The records under this task must be duplicated exactly.
--- Record excerpts Enclosed Below ---
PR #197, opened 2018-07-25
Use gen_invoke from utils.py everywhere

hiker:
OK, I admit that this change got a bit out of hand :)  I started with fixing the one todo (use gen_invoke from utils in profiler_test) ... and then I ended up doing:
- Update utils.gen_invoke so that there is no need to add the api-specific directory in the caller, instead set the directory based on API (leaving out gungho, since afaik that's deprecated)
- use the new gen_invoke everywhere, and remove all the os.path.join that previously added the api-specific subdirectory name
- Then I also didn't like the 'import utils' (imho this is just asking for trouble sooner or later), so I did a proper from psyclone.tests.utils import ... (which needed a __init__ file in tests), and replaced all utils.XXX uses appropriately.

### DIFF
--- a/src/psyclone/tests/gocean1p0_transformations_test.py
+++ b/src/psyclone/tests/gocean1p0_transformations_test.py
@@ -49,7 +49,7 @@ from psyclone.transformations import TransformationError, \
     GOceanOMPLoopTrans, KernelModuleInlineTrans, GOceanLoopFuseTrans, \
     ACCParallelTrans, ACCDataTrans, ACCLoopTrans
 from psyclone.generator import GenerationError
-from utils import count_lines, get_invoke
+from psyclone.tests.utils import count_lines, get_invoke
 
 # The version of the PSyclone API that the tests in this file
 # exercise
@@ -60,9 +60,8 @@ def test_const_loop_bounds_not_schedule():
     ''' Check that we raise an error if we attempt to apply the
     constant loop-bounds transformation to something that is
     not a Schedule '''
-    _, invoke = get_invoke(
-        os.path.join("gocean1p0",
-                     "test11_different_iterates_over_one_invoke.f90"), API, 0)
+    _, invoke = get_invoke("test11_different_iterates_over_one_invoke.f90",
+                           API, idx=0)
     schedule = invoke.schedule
--- End of Enclosed Record excerpts ---
(Written solution):
PR #197, opened 2018-07-25
Use gen_invoke from utils.py everywhere

hiker:
OK, I admit that this change got a bit out of hand :)  I started with fixing the one todo (use gen_invoke from utils in profiler_test) ... and then I ended up doing:
- Update utils.gen_invoke so that there is no need to add the api-specific directory in the caller, instead set the directory based on API (leaving out gungho, since afaik that's deprecated)
- use the new gen_invoke everywhere, and remove all the os.path.join that previously added the api-specific subdirectory name
- Then I also didn't like the 'import utils' (imho this is just asking for trouble sooner or later), so I did a proper from psyclone.tests.utils import ... (which needed a __init__ file in tests), and replaced all utils.XXX uses appropriately.

### DIFF
--- a/src/psyclone/tests/gocean1p0_transformations_test.py
+++ b/src/psyclone/tests/gocean1p0_transformations_test.py
@@ -49,7 +49,7 @@ from psyclone.transformations import TransformationError, \
     GOceanOMPLoopTrans, KernelModuleInlineTrans, GOceanLoopFuseTrans, \
     ACCParallelTrans, ACCDataTrans, ACCLoopTrans
 from psyclone.generator import GenerationError
-from utils import count_lines, get_invoke
+from psyclone.tests.utils import count_lines, get_invoke
 
 # The version of the PSyclone API that the tests in this file
 # exercise
@@ -60,9 +60,8 @@ def test_const_loop_bounds_not_schedule():
     ''' Check that we raise an error if we attempt to apply the
     constant loop-bounds transformation to something that is
     not a Schedule '''
-    _, invoke = get_invoke(
-        os.path.join("gocean1p0",
-                     "test11_different_iterates_over_one_invoke.f90"), API, 0)
+    _, invoke = get_invoke("test11_different_iterates_over_one_invoke.f90",
+                           API, idx=0)
     schedule = invoke.schedule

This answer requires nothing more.